Tally how many lines of these entries hold the string "could". Return the number alone.

-- Material to process follows --

PR #519, opened 2026-02-28
elf: fix MIPS64 little-endian relocation parsing

### LINKED ISSUE #274: MIPS64 parse error: "type is too big (1236271128) for 137416"

messense:
## Summary

Fixes #274 — MIPS64 LE ELF binaries fail to parse with an out-of-bounds error because `r_sym` and `r_type` return garbage values from the non-standard MIPS64 relocation layout.

## Background

MIPS64 ELF uses a non-standard relocation info (`r_info`) layout different from standard ELF64:

| Standard ELF64 | MIPS64 |
|---|---|
| `r_sym` (32 bits) \| `r_type` (32 bits) | `r_sym` (32 bits) \| `r_ssym` (8 bits) \| `r_type3` (8 bits) \| `r_type2` (8 bits) \| `r_type` (8 bits) |

On little-endian MIPS64, when this struct is read as a single `u64`, the byte order causes the fields to be scrambled. For example, an `r_info` with `r_sym=0` and `r_type=R_MIPS_REL32` gets read as `0x0312000000000000`, causing:
- `r_sym` to return **51,511,296** (instead of 0)
- `r_type` to return **0** (instead of 3)

The bogus `r_sym` then causes the dynamic symbol table parsing to try to read millions of symbols, failing with an out-of-bounds error.

## Approach

Based on the maintainer's feedback from #382 — **pass down whether it's a MIPS binary at runtime** rather than using `#[cfg]` compile-time conditionals:

1. **`reloc64::mips64el_r_info()`** — Converts MIPS64 LE `r_info` to standard ELF64 format using the same byte transformation as [LLVM](https://github.com/llvm/llvm-project/blob/119bf57ab6de49a3e61b9200c917a6d30ac6f0ad/llvm/include/llvm/Object/ELFTypes.h#L435-L444) and the [`object` crate](https://github.com/gimli-rs/object/blob/832f5277a0774de18f84e7c27401f974e4b6a064/src/elf.rs#L1129-L1139)

2. **`Reloc::fixup_mips64el()`** — Applies the transformation after parsing a relocation entry

3. **`RelocSection` / `RelocIterator`** — Carry an `is_mips64el` flag and conditionally apply the fixup during `get()` and iteration

4. **`Elf::parse_with_opts()`** — Detects MIPS64 LE from the ELF header (`e_machine == EM_MIPS && 64-bit && little-endian`) and passes it through via `RelocSection::parse_inner()`

## Backward Compatibility

- `RelocSection::parse()` signature is unchanged (defaults `is_mips64el = false`)
- `RelocCtx` type alias is unchanged
- `r_sym()` / `r_type()` / `r_info()` functions are unchanged
- All existing tests pass

## Tests

Added 5 new tests:
- `test_mips64el_r_info` — validates the byte transformation with real data from #274
- `test_mips64el_r_info_with_sym` — validates transformation when r_sym is non-zero
- `test_mips64el_r_info_zero` — edge case: all-zero r_info
- `test_standard_r_sym_r_type_unchanged` — ensures no regression for non-MIPS
- `test_mips64el_reloc_section_parse` — integration test through the full `RelocSection` pipeline, verifying both broken (without fix) and correct (with fix) behavior

## References

- Issue: #274
- Previous PR: #382 (closed with feedback to avoid `#[cfg]`)
- [MIPS64 ELF ABI documentation](https://repo.oss.cipunited.com/archives/ftp.linux-mips.org/pub/linux/mips/doc/ABI/elf64-2.4.pdf)
- [LLVM implementation](https://github.com/llvm/llvm-project/blob/119bf57ab6de49a3e61b9200c917a6d30ac6f0ad/llvm/include/llvm/Object/ELFTypes.h#L435-L444)
- [`object` crate implementation](https://github.com/gimli-rs/object/blob/832f5277a0774de18f84e7c27401f974e4b6a064/src/elf.rs#L1129-L1139)
- [Binutils MIPS64 relocation structs](https://sourceware.org/git/?p=binutils-gdb.git;a=blob;f=elfcpp/elfcpp_internal.h;h=ce3673fe87fa20d1a96e881712b344adc60e7d92;hb=HEAD#l183)

### DIFF
--- a/src/elf/reloc.rs
+++ b/src/elf/reloc.rs
@@ -266,6 +266,28 @@ pub mod reloc64 {
         (sym << 32) + typ
     }
 
+    /// Convert a MIPS64 little-endian `r_info` value to the standard ELF64 format.
+    ///
+    /// MIPS64 ELF uses a non-standard relocation info layout:
+    /// - `r_sym` (32 bits) | `r_ssym` (8 bits) | `r_type3` (8 bits) | `r_type2` (8 bits) | `r_type` (8 bits)
+    ///
+    /// On little-endian systems, when this struct is read as a single `u64`, the byte order
+    /// causes the fields to be scrambled compared to the standard `(sym << 32) | type` layout.
+    /// This function rearranges the bytes so that the standard [`r_sym`] and [`r_type`] functions
+    /// return correct values.
+    ///
+    /// See the [MIPS64 ELF ABI](https://web.archive.org/web/20231012215433/https://techpubs.jurassic.nl/manuals/hdwr/developer/Mpro_n32_ABI/sgi_html/sgidoc/books/Mpro_n32_ABI/sgi_html/ch06.html)
+    /// and [LLVM's implementation](https://github.com/llvm/llvm-project/blob/119bf57ab6de49a3e61b9200c917a6d30ac6f0ad/llvm/include/llvm/Object/ELFTypes.h#L435-L444)
+    /// for reference.
+    #[inline(always)]
+    pub fn mips64el_r_info(info: u64) -> u64 {
+        (info << 32)
+            | ((info >> 8) & 0xff000000)
+            | ((info >> 24) & 0x00ff0000)
+            | ((info >> 40) & 0x0000ff00)
+            | ((info >> 56) & 0x000000ff)
+    }
+
     elf_rela_std_impl!(u64, i64);
 }
 
@@ -297,6 +319,19 @@ if_alloc! {
         pub fn size(is_rela: bool, ctx: Ctx) -> usize {
             use scroll::ctx::SizeWith;
             Reloc::size_with(&(is_rela, ctx))
+        }
+
+        /// Fix up `r_sym` and `r_type` for MIPS64 little-endian binaries.
+        ///
+        /// MIPS64 ELF uses a non-standard relocation info layout that causes
+        /// `r_sym` and `r_type` to be incorrectly extracted on little-endian systems.
+        /// This method reconstructs the original `r_info`, applies the MIPS64 LE
+        /// byte transformation, and re-extracts the correct values.
+        fn fixup_mips64el(&mut self) {
+            let r_info = ((self.r_sym as u64) << 32) | (self.r_type as u64);
+            let fixed = reloc64::mips64el_r_info(r_info);
+            self.r_sym = reloc64::r_sym(fixed) as usize;
+            self.r_type = reloc64::r_type(fixed);
         }
     }
 
@@ -394,6 +429,7 @@ if_alloc! {
         ctx: RelocCtx,
         start: usize,
         end: usize,
+        is_mips64el: bool,
     }
 
     impl<'a> fmt::Debug for RelocSection<'a> {
@@ -411,7 +447,23 @@ if_alloc! {
     impl<'a> RelocSection<'a> {
         #[cfg(feature = "endian_fd")]
         /// Parse a REL or RELA section of size `filesz` from `offset`.
+        ///
+        /// **Note:** This method does not apply the MIPS64 little-endian relocation
+        /// fixup. If you are parsing a MIPS64 LE binary, use [`Elf::parse`] or
+        /// [`Elf::parse_with_opts`] instead, which automatically detect MIPS64 LE
+        /// and apply the necessary `r_info` byte transformation.
         pub fn parse(bytes: &'a [u8], offset: usize, filesz: usize, is_rela: bool, ctx: Ctx) -> crate::error::Result<RelocSection<'a>> {
+            Self::parse_inner(bytes, offset, filesz, is_rela, ctx, false)
+        }
+
+        #[cfg(feature = "endian_fd")]
+        /// Parse a REL or RELA section of size `filesz` from `offset`, with MIPS64
+        /// little-endian relocation info handling.
+        ///
+        /// When `is_mips64el` is `true`, the MIPS64 little-endian byte transformation
+        /// is applied to the `r_info` field of each relocation entry, which corrects
+        /// the `r_sym` and `r_type` extraction for MIPS64 LE binaries.
+        pub(crate) fn parse_inner(bytes: &'a [u8], offset: usize, filesz: usize, is_rela: bool, ctx: Ctx, is_mips64el: bool) -> crate::error::Result<RelocSection<'a>> {
             // TODO: better error message when too large (see symtab implementation)
             let bytes = if filesz != 0 {
                 bytes.pread_with::<&'a [u8]>(offset, filesz)?
@@ -420,11 +472,12 @@ if_alloc! {
             };
 
             Ok(RelocSection {
-                bytes: bytes,
+                bytes,
                 count: filesz / Reloc::size(is_rela, ctx),
                 ctx: (is_rela, ctx),
                 start: offset,
                 end: offset + filesz,
+                is_mips64el,
             })
         }
 
@@ -434,7 +487,11 @@ if_alloc! {
             if index >= self.count {
                 None
             } else {
-                Some(self.bytes.pread_with(index * Reloc::size_with(&self.ctx), self.ctx).unwrap())
+                let mut reloc: Reloc = self.bytes.pread_with(index * Reloc::size_with(&self.ctx), self.ctx).unwrap();
+                if self.is_mips64el {
+                    reloc.fixup_mips64el();
+                }
+                Some(reloc)
             }
         }
 
@@ -473,6 +530,7 @@ if_alloc! {
                 index: 0,
                 count: self.count,
                 ctx: self.ctx,
+                is_mips64el: self.is_mips64el,
             }
         }
     }
@@ -483,6 +541,7 @@ if_alloc! {
         index: usize,
         count: usize,
         ctx: RelocCtx,
+        is_mips64el: bool,
     }
 
     impl<'a> fmt::Debug for RelocIterator<'a> {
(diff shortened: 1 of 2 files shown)


src/elf/reloc.rs
```diff
@@ -434,7 +487,11 @@ if_alloc! {
             if index >= self.count {
                 None
             } else {
-                Some(self.bytes.pread_with(index * Reloc::size_with(&self.ctx), self.ctx).unwrap())
+                let mut reloc: Reloc = self.bytes.pread_with(index * Reloc::size_with(&self.ctx), self.ctx).unwrap();
+                if self.is_mips64el {
+                    reloc.fixup_mips64el();
+                }
```
m4b: I think the correct thing to do is to turn `type RelocCtx = (bool, Ctx)` to:

```rust
struct RelocCtx {
  is_rela: bool,
  is_mips64el: bool,
  ctx: Ctx,
}
```

And then this diff disappears and the `fixup_mips64el()` call occurs inside the Ctx implementation.

I think this is also a non-breaking change, since the type alias for RelocCtx is not `pub`.

src/elf/reloc.rs
```diff
@@ -473,6 +530,7 @@ if_alloc! {
                 index: 0,
                 count: self.count,
                 ctx: self.ctx,
+                is_mips64el: self.is_mips64el,
```
m4b: e.g., this disappears

src/elf/reloc.rs
```diff
@@ -506,7 +565,11 @@ if_alloc! {
                 None
             } else {
                 self.index += 1;
-                Some(self.bytes.gread_with(&mut self.offset, self.ctx).unwrap())
+                let mut reloc: Reloc = self.bytes.gread_with(&mut self.offset, self.ctx).unwrap();
+                if self.is_mips64el {
+                    reloc.fixup_mips64el();
+                }
+                Some(reloc)
```
m4b: so will this

src/elf/reloc.rs
```diff
@@ -411,7 +447,23 @@ if_alloc! {
     impl<'a> RelocSection<'a> {
         #[cfg(feature = "endian_fd")]
         /// Parse a REL or RELA section of size `filesz` from `offset`.
+        ///
+        /// **Note:** This method does not apply the MIPS64 little-endian relocation
+        /// fixup. If you are parsing a MIPS64 LE binary, use [`Elf::parse`] or
+        /// [`Elf::parse_with_opts`] instead, which automatically detect MIPS64 LE
+        /// and apply the necessary `r_info` byte transformation.
         pub fn parse(bytes: &'a [u8], offset: usize, filesz: usize, is_rela: bool, ctx: Ctx) -> crate::error::Result<RelocSection<'a>> {
```
m4b, line 468: if we want to make this a breaking change I think the better api here is to have caller construct the reloc ctx, so we'd make `RelocCtx` public and do something like:

```rust
pub fn parse(bytes: &'a [u8], offset: usize, filesz: usize, ctx: RelocCtx) -> crate::error::Result<RelocSection<'a>> 
```

I don't think we should do this though in this patch, if this change isn't already breaking (which it doesn't appear to be, even with suggestion about doing the mips logic in the Ctx)

src/elf/reloc.rs
m4b: e.g., you'd do your fixup right here

m4b (changes requested):
First of all, thank you for your patience; I was extremely sick last week, and was unable to review.

Anyway, thank you for this PR, this is great! I like that it's backwards compatible, though it is tempting to make some of the backwards imcompatible changes for a better api surface.

The main issue is whether my suggestions are backwards compatible? At first I thought they were not, but then I was surprised to see that RelocCtx was a `non-pub` typealias, which iiuc, would mean the trait implementation (which I thought were always public?) depends on a private type, which I assume means this is not a breaking change to change the `TryFromCtx` impl? E.g., no one can currently write down RelocCtx, or construct it, so I can't see how it would be a breaking change, but there may be some subtlety here I'm not seeing right now.

Assuming this is correct, I believe we should do the changes I suggest (putting the mips boolean into the RelocCtx, and doing the fixup in the `TryFromCtx` impl)

If this is *not true* (though semantically I don't' quite understand how the trait impl could be public, somehow breaking for users, but also depend on a private type you can't even name due to visibility, e.g., in swift this is a compile time error), then we should proceed with yours and we can do the proper Ctx based implementation as a breaking change.

Thanks again for this great PR and pushing this over the finish line!

m4b:
Oh I should also mention the only other "oddity" here is that `Reloc::size(is_rela, Ctx)` is `pub`, but thankfully size doesn't depend on the mips property so we can still keep as is for now unless want to do a breaking change later as suggested with RelocCtx for the `parse` method and would also update `size`. Anyway, not a big deal.

messense:
Thanks for the review, hope you are getting better!

philipc:
While `RelocCtx` isn't public, it is an alias for a tuple of public types, so that tuple can still manage to leak into the public API, such as in these trait implementations: https://docs.rs/goblin/0.10.5/goblin/elf/reloc/struct.Reloc.html#impl-SizeWith%3C(bool,+Ctx)%3E-for-Reloc. Changing `RelocCtx` to a private struct means that `SizeWith` implementation is removed from the public API. In practice I doubt this matters, just depends how strict you want to be for breaking changes.

src/elf/reloc.rs
```diff
@@ -296,57 +318,86 @@ if_alloc! {
...
+            }
+            Ok((reloc, size))
         }
     }
 
     impl ctx::TryIntoCtx<RelocCtx> for Reloc {
         type Error = crate::error::Error;
         /// Writes the relocation into `bytes`
-        fn try_into_ctx(self, bytes: &mut [u8], (is_rela, Ctx {container, le}): RelocCtx) -> result::Result<usize, Self::Error> {
+        fn try_into_ctx(self, bytes: &mut [u8], rctx: RelocCtx) -> result::Result<usize, Self::Error> {
```
philipc: Probably worth keeping `TryIntoCtx` and `IntoCtx` consistent with each other.

And if we're going to change `TryIntoCtx` to use the new `RelocCtx` type, then we may as well fix it to handle `rctx.is_mips64el` while we're at it.

src/elf/reloc.rs
```diff
@@ -404,9 +420,9 @@ if_alloc! {
 
     impl ctx::IntoCtx<(bool, Ctx)> for Reloc {
```
m4b: can you make this take RelocCtx too, for consistency?

src/elf/reloc.rs
```diff
@@ -335,53 +335,69 @@ if_alloc! {
...
-    type RelocCtx = (bool, Ctx);
+    #[derive(Clone, Copy, Debug, Default)]
+    struct RelocCtx {
+        is_rela: bool,
+        is_mips64el: bool,
+        ctx: Ctx,
+    }
+
+    impl RelocCtx {
+        fn new(is_rela: bool, ctx: Ctx) -> Self {
```
m4b: I would just delete this, defaulting the crucial is_mips param to false feels like a footgun for a `::new` function.

src/elf/reloc.rs
```diff
@@ -318,7 +318,7 @@ if_alloc! {
     impl Reloc {
         pub fn size(is_rela: bool, ctx: Ctx) -> usize {
             use scroll::ctx::SizeWith;
-            Reloc::size_with(&(is_rela, ctx))
+            Reloc::size_with(&RelocCtx::new(is_rela, ctx))
```
m4b: I would personally just get rid of the ::new constructor and simply do:

```rust
RelocCtx { is_rela, ctx, is_mips64el: false }
```

so it's clear it's false here.

m4b (commented):
this is great few minor changes then ready I think!  I'm on the fence whether we take these latest changes and make it a breaking change, or just add it in minor release (e.g., moving from tuple to private struct).
As philipc points out, tuples are not nominal, but structural, in rust, so even though the alias is private, one can still "name" (e.g., construct) the type that is implemented, since it uses two public types `(bool, Ctx)`.

 in practice I highly doubt anyone is relying on the SizeWith and TryFromCtx impls being visible or what the ctx for the impl is, but it is technically a breaking change to change Reloc's ctx from a tuple to a struct.

One thing we could do is take your first initial commit, merge that, do a minor release, then take your 2nd commit and make that apart of a breaking release if want to be really particular.

A nice compromise I think I will end up doing is just do a minor release with the RelocCtx change (the requested changes), and if it breaks anyone, I'll yank, and release with the first change, and put the RelocCtx as a breaking change.

m4b (approved):
awesome, thanks for your patience and this PR @messense !

m4b:
NB: backwards compatible

m4b:
released 0.10.6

-- Material to process concluded --

## [Your response]
2